*Task brief*.
If a line in the entries below holds the string "templates", copy it.

*Records for this task*.
+===+
PR #465, opened 2018-07-11
CB-14201: (android) Removes Gradle property in-line command arguments…

erisu:
### Platforms affected
Android

### What does this PR do?
This PR removes the Gradle properties in-line command arguments in favor of setting the gradle.properties file.

This PR will give users more flexibility to override defaults that Cordova defines.

- Locally ran the unit test, eslint, and code coverage.
- Locally ran the Cordova prepare, run and build commands.
- https://travis-ci.org/erisu/cordova-android/builds/402490984
- https://ci.appveyor.com/project/erisu/cordova-android/build/1.0.41

### Checklist

### DIFF
--- a/bin/templates/cordova/lib/builders/ProjectBuilder.js
+++ b/bin/templates/cordova/lib/builders/ProjectBuilder.js
@@ -46,20 +46,15 @@ class ProjectBuilder {
         } else if (cmd === 'debug') {
             cmd = 'cdvBuildDebug';
         }
-        var args = [cmd, '-b', path.join(this.root, 'build.gradle')];
+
+===+
*Task output*.
--- a/bin/templates/cordova/lib/builders/ProjectBuilder.js
+++ b/bin/templates/cordova/lib/builders/ProjectBuilder.js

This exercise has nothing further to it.